Various point mutations have been generated in recombinant receptors to identify amino acid residues important for interactions with benzodiazepine binding site ligands [3], [11]. The first residue identified to be of importance for the binding of benzodiazepines was the histidine in position 101 of the α1 subunit (α1H101). Mutation of this residue to arginine (α1H101R) dramatically reduced the affinity of classical benzodiazepines, such as diazepam or flunitrazepam, but did not impair the affinity of the imidazobenzodiazepines Ro 15-1788 or Ro 15-4513 [12], [13]. In contrast, the affinity of these imidazobenzodiazepines as well as that of flunitrazepam was strongly impaired by substituting tyrosine at the position 209 of the α1 subunit by glutamine (α1Y209Q) [13]. In addition, using [3H]flunitrazepam or [3H]Ro 15-4513 as a photolabel, residues α1H101 [14], [15] or α1Y209 [9] were irreversibly labeled, respectively, supporting the conclusion that these residues are located in the benzodiazepine binding site of GABAA receptors and can be contacted by benzodiazepine site ligands with different structure.
In line with the conclusion that the benzodiazepine binding site is formed at the interface of α and γ subunits, several mutations in the γ2 subunit of GABAA receptors also led to changes in the affinity of various benzodiazepine site ligands [11]. Thus, for instance, the γ2F77I mutation dramatically reduced the affinity of zolpidem, Ro 15-1788, DMCM and Cl 218872 for recombinant α1βγ2F77I receptors, but only weakly reduced the affinity of classical benzodiazepines, such as diazepam or flunitrazepam [16], [17]. Interestingly, homology models of GABAA receptors indicate that residues α1H101 from the so-called loop A, α1Y209 from the loop C, and residue γ2F77 from loop D are situated approximately equidistantly spaced around a solvent-accessible pocket and do indeed line this pocket (Fig. 1, [8]).

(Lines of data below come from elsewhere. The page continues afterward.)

PR #1746, opened 2019-10-24
test/unit/local/atom/dispatch: Harden tests

taratatach:
When running this unit tests file enough (or maybe on resources
constrained device like Travis), we can end up with some tests failing
because the expected built document has a different update time than
the one created by `dispatch`.

This is actually unexpected that those tests would not fail more often
since we build the expected document's update time depends on its
build time while the tested document's update time comes from the
event pushed into the events channel.

By setting the event's update time with the same value than the one
used when building the expected document we can make sure those values
will be the same when comparing the 2 documents.

### DIFF
--- a/test/unit/local/atom/dispatch.js
+++ b/test/unit/local/atom/dispatch.js
@@ -114,6 +114,7 @@ describe('core/local/atom/dispatch.loop()', function() {
 
   context('when channel contains a scan file event', () => {
     const filePath = 'foo'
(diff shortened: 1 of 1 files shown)


nono:
@taratatach what should we do of this PR?

taratatach:
I'll try to rebase it on https://github.com/cozy-labs/cozy-desktop/pull/1783 and merge it.
Thanks for the notice.

PR #1749, opened 2019-10-30
Load docs in bulk in initial scans and migrations

taratatach:
When loading all documents in migrations or the initial scan of either
  local watchers, we end up using a low-level db iterator which seems to
  fail at parsing documents when they're too deeply nested (i.e. lots of
  `moveFrom` inside `moveFrom`, probably resulting from conflict loops).

  PouchDB uses a fallback mechanism when parsing JSON documents fails
  and uses the vuvuzela library instead (see
  https://github.com/nolanlawson/vuvuzela) which does not suffer from
  deeply nested documents parsing errors.

  By using the PouchDB's `allDocs()` method to get all the saved
  documents, we hope not to use the low-level iterator that's failing
  us.

- [ ] PR is not too big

Performing binding studies with recombinant receptors, especially when using transiently transfected HEK cells, is rather cumbersome due to the large amounts of cell culture plates needed for dose-response curves. To further investigate the benzodiazepine binding pocket and its interaction with compounds from different structural classes, we here took advantage of the recently generated mice that carry the γ2F77I point mutation [18]. Using brain membranes from γ2F77I or C57BL/6J mice we investigated the potency of 24 benzodiazepine binding site ligands from 16 different structural classes for inhibition of [3H]flunitrazepam binding. Results obtained identify compounds from two additional structural classes that are strongly influenced by this mutation.
Section snippets
Chemicals
[3H]flunitrazepam (84.5 Ci/mmol) was purchased from Perkin-Elmer Life Sciences. Compounds (see Table 1 and Fig. 2, Fig. 3 for structures) were obtained from the following sources: flunitrazepam (7-nitro-1,3-dihydro-1-methyl-5-o-fluorophenyl-2H-1,4-benzodiazepin-2-one), diazepam (7-chloro-1,3-dihydro-1-methyl-5-phenyl-2H-1,4-benzodiazepin-2-one), flurazepam (7-chloro-1,3-dihydro-1-ethylaminodiethyl-5-o-fluorophenyl-2H-1,4-benzodiazepin-2-one), midazolam
Results
Brain membranes from γ2F77I mice and littermate controls were incubated with various concentrations of [3H]flunitrazepam in the absence or presence of 10 μM diazepam and binding data obtained were subjected to Scatchard analysis. Kd values for [3H]flunitrazepam binding were 7.9 ± 0.2 and 3.8 ± 0.4 for γ2F77I mice and littermate controls, respectively, indicating a 2-fold shift in the affinity of flunitrazepam in γ2F77I mice. Interestingly, the Bmax values were 4373 ± 290 and 3330 ± 198 (mean ±
Discussion
In the present study the potency for inhibition of [3H]flunitrazepam binding of 24 benzodiazepine binding site ligands from 16 different structural classes was investigated in mice carrying the point mutation γ2F77I. These mice have been demonstrated previously to behave normally in a range of standard behavioural tests and the overall architecture of the brains also appeared normal [18] as expected from a point mutation that only weakly reduced GABA affinity of the receptor [20]. In contrast
Acknowledgements
This work was supported by projects P14385-Gen and P16397 of the Austrian Science Fund to W.S. and VolkswagenStiftung grant I/78554 to W.W.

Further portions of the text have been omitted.